Stored items:
PR #394, opened 2024-04-16
Fix sophus build errors for humble and iron

### LINKED ISSUE #393: Sophus doesn't build
I'm trying to add the Sophus library to my package, which doesn't seem to build for certain ROS distros. In my case, it is specifically the noetic version that doesn't build, but several others seem not to work either. 

I've done some rudimentary testing, and have these results: 

foxy: fails
humble: fails
iron: fails
noetic: fails
rolling: builds

It seems that the Sophus package builds the tests and examples, and this is where it crashes. Is there any way of disabling these?

wentasah:
We apply the patch from the rolling version, which builds fine already now. The patch does not apply to foxy and noetic versions so we don't patch them. Foxy is EOL. If someone needs noetic version, more effort is needed.

Fixes #393

### DIFF
--- a/distros/humble/overrides.nix
+++ b/distros/humble/overrides.nix
@@ -134,6 +134,18 @@ in with lib; {
     sha256 = "1iv6k0dwdzg5nnzw2mcgcl663q4f7p2kj7nhs8afnsikrzxxgsi4";
   };
 
+  sophus = rosSuper.sophus.overrideAttrs ({
+    patches ? [], ...
+  }: {
+    patches = patches ++ [
+      # Remove -Werror from the compile flags.
+      (self.fetchpatch {
+        url = "https://github.com/clalancette/sophus/commit/13339e883e627dc62e5a3e8d13919173051ea139.patch";
+        hash = "sha256-vY99tXRcrWxcztva+wQiOw50PwLePrvaSVZ/lerX1Kg=";
+      })
+    ];
+  });
+
   urdfdom = rosSuper.urdfdom.overrideAttrs ({
     patches ? [], ...
   }: {
--- a/distros/iron/overrides.nix
+++ b/distros/iron/overrides.nix
@@ -118,6 +118,18 @@ in with lib; {
     '';
   });
 
+  sophus = rosSuper.sophus.overrideAttrs ({
+    patches ? [], ...
+  }: {
+    patches = patches ++ [
+      # Remove -Werror from the compile flags.
+      (self.fetchpatch {
+        url = "https://github.com/clalancette/sophus/commit/13339e883e627dc62e5a3e8d13919173051ea139.patch";
+        hash = "sha256-vY99tXRcrWxcztva+wQiOw50PwLePrvaSVZ/lerX1Kg=";
+      })
+    ];
+  });
+
   urdfdom = rosSuper.urdfdom.overrideAttrs ({
     patches ? [], ...
   }: {
--- a/distros/noetic/overrides.nix
+++ b/distros/noetic/overrides.nix
@@ -83,4 +83,12 @@ rosSelf: rosSuper: with rosSelf.lib; {
     url = "https://github.com/fmtlib/fmt/releases/download/9.1.0/fmt-9.1.0.zip";
     sha256 = "sha256-zOtMuTZuGKV0ISjLNSTOX1Doi0dvHlRzekf/3030yZY=";
   };
+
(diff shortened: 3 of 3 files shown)


martiege:
Nice! Do you have any idea why the noetic version doesn't work?

wentasah:
Do you need noetic? I didn't look into the details. I assume the reason will be the same (i.e. newer compiler in nixpkgs generates more warnings). The solution would be also the same - remove `-Werror` from `CMakeLists.txt`, but that file looks differently in noetic and the patch doesn't apply. A different patch needs to be made for noetic.

martiege:
Here is a quick patch doing that for noetic (on the upstream here: https://github.com/stonier/sophus/tree/release/1.1.x)

```
diff --git a/CMakeLists.txt b/CMakeLists.txt
index 26f0b3d..48fa083 100644
--- a/CMakeLists.txt
+++ b/CMakeLists.txt
@@ -16,11 +16,11 @@ set(CMAKE_CXX_STANDARD 11)
 IF("${CMAKE_CXX_COMPILER_ID}" STREQUAL "Clang")
    SET(CMAKE_CXX_FLAGS_DEBUG  "-O0 -g")
    SET(CMAKE_CXX_FLAGS_RELEASE "-O3")
-   SET(CMAKE_CXX_FLAGS "${CMAKE_CXX_FLAGS} -Wall -Werror -Wextra  -Wno-deprecated-register -Qunused-arguments -fcolor-diagnostics")
+   SET(CMAKE_CXX_FLAGS "${CMAKE_CXX_FLAGS} -Wall -Wextra  -Wno-deprecated-register -Qunused-arguments -fcolor-diagnostics")
 ELSEIF("${CMAKE_CXX_COMPILER_ID}" STREQUAL "GNU")
    SET(CMAKE_CXX_FLAGS_DEBUG  "-O0 -g")
    SET(CMAKE_CXX_FLAGS_RELEASE "-O3")
-   SET(CMAKE_CXX_FLAGS "${CMAKE_CXX_FLAGS} -Wall -Werror -Wextra -std=c++11 -Wno-deprecated-declarations -ftemplate-backtrace-limit=0")
+   SET(CMAKE_CXX_FLAGS "${CMAKE_CXX_FLAGS} -Wall -Wextra -std=c++11 -Wno-deprecated-declarations -ftemplate-backtrace-limit=0")
    SET(CMAKE_CXX_FLAGS_COVERAGE "${CMAKE_CXX_FLAGS_DEBUG} --coverage -fno-inline -fno-inline-small-functions -fno-default-inline")
    SET(CMAKE_EXE_LINKER_FLAGS_COVERAGE "${CMAKE_EXE_LINKER_FLAGS_DEBUG} --coverage")
    SET(CMAKE_SHARED_LINKER_FLAGS_COVERAGE "${CMAKE_SHARED_LINKER_FLAGS_DEBUG} --coverage")

```

martiege:
But if this is all that is needed to do, and the error seems to stem from building the tests and examples, wouldn't it be better to turn off those options?

martiege:
Btw, while it is annoying that some of the ros-versions of sophus don't work, the library itself can be built and used with no issue. I just copied the derivation from nixpkgs unstable: 
```nix
{ lib, stdenv, eigen, fmt, fetchFromGitHub, cmake }:
stdenv.mkDerivation rec {
  pname = "sophus";
  version = "1.22.10";

  src = fetchFromGitHub {
    owner = "strasdat";
    repo = "Sophus";
    rev = "${version}";
    hash = "sha256-TNuUoL9r1s+kGE4tCOGFGTDv1sLaHJDUKa6c9x41Z7w=";
  };

  nativeBuildInputs = [ cmake ];

  propagatedBuildInputs = [ eigen fmt ];

  cmakeFlags = [
    (lib.cmakeBool "BUILD_SOPHUS_TESTS" false)
    (lib.cmakeBool "BUILD_SOPHUS_EXAMPLES" false)
  ];
}
```

Then add it to the code I want like a normal library in cmake: 

```
find_package(Sophus REQUIRED)
target_link_libraries(target Sophus::Sophus)
```

wentasah:
> But if this is all that is needed to do, and the error seems to stem from building the tests and examples, wouldn't it be better to turn off those options?

I'd prefer to build tests and examples, because it may allow discovering potential problems in the future. We just need to remove `-Werror`, because we use a newer compiler than upstream.

I've updated the commit to also patch Noetic. Now, all sophus versions build fine.

wentasah:
This is no longer needed. Closing.

PR #145, opened 2024-04-30
Robert/build/tests

rbs333:
Notes:

- adding changes for poetry build cycle and push to test-pypi
- updates test_cov script to properly fail with failed tests

todo before merge:
- remove push branch option
- replace pip install with poetry
- grok test-pypi cache problem with version


pyproject.toml
```diff
@@ -1,5 +1,5 @@
 [tool.poetry]
-name = "redisvl"
+name = "redisvl-test"
```
tylerhutcherson: just marking so we revert

scripts.py
```diff
@@ -20,13 +20,13 @@ def mypy():
     subprocess.run(["python", "-m", "mypy", "./redisvl"])
 
 def test():
-    subprocess.run(["python", "-m", "pytest", "--log-level=CRITICAL"])
+    subprocess.run(["python", "-m", "pytest", "--log-level=CRITICAL"], check=True)
 
 def test_verbose():
     subprocess.run(["python", "-m", "pytest", "-vv", "-s", "--log-level=CRITICAL"])
```
tylerhutcherson: let's go ahead and add check=True to all

.github/workflows/release.yml
```diff
@@ -0,0 +1,145 @@
...
+  #     - name: Install Poetry
+  #       uses: snok/install-poetry@v1
+
+  #     - uses: actions/download-artifact@v4
+  #       with:
+  #         name: dist
+  #         path: dist/
+
+  #     - name: Publish to PyPI
+  #       env:
```
tylerhutcherson, line 62: Will need to review this step to make sure we follow a similar flow from test pypi

.github/workflows/release.yml
```diff
@@ -0,0 +1,145 @@
...
+        uses: actions/setup-python@v4
+        with:
+          python-version: ${{ env.PYTHON_VERSION }}
+
+      - name: Install Poetry
+        uses: snok/install-poetry@v1
+
+      - name: Install dependencies
+        run: |
+          poetry install --all-extras
```
tylerhutcherson: we needed this step afterall?

.github/workflows/release.yml
```diff
@@ -0,0 +1,145 @@
...
+
+      - uses: actions/download-artifact@v4
+        with:
+          name: dist
+          path: dist/
+
+      - name: Publish to TestPyPI
+        env:
+          POETRY_PYPI_TOKEN_TESTPYPI: ${{ secrets.TESTPYPI }}
+        run: poetry config repositories.test-pypi https://test.pypi.org/legacy/; poetry config pypi-token.test-pypi $POETRY_PYPI_TOKEN_TESTPYPI; poetry publish --repository test-pypi
```
tylerhutcherson: it dawns on me that if I can't get access to the official `redisvl` test-pypi index, we will have to comment out the pre-checks here because right now this leans on the custom `redisvl-test` package which we won't be able to support. Although maybe there is a setting for this in the pyproject.toml

.github/workflows/release.yml
```diff
@@ -0,0 +1,145 @@
+name: Release
+
+on:
+  # TODO: remove
+  push:
+    branches: [ robert/build/tests ]
```
tylerhutcherson: yep just marking so we remember to remove this :)

tylerhutcherson (changes requested):

.github/workflows/release.yml
rbs333: we had this as a todo

.github/workflows/release.yml
rbs333: yeah we're unfortunately still reliant on Sam unless we can get that oicd work around to happen

.github/workflows/release.yml
rbs333: image

So dropping this we get no model named pytest when we try and run tests.

.github/workflows/release.yml
rbs333: Yeah I'm not sure if we'll have to do the config step stuff with this version since I think that was partially just to get it off the default but would have to test

tylerhutcherson (approved):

Problem requirements - Filter the lines above, keeping each one that contains the string "register".

Written answer -
-   SET(CMAKE_CXX_FLAGS "${CMAKE_CXX_FLAGS} -Wall -Werror -Wextra  -Wno-deprecated-register -Qunused-arguments -fcolor-diagnostics")
+   SET(CMAKE_CXX_FLAGS "${CMAKE_CXX_FLAGS} -Wall -Wextra  -Wno-deprecated-register -Qunused-arguments -fcolor-diagnostics")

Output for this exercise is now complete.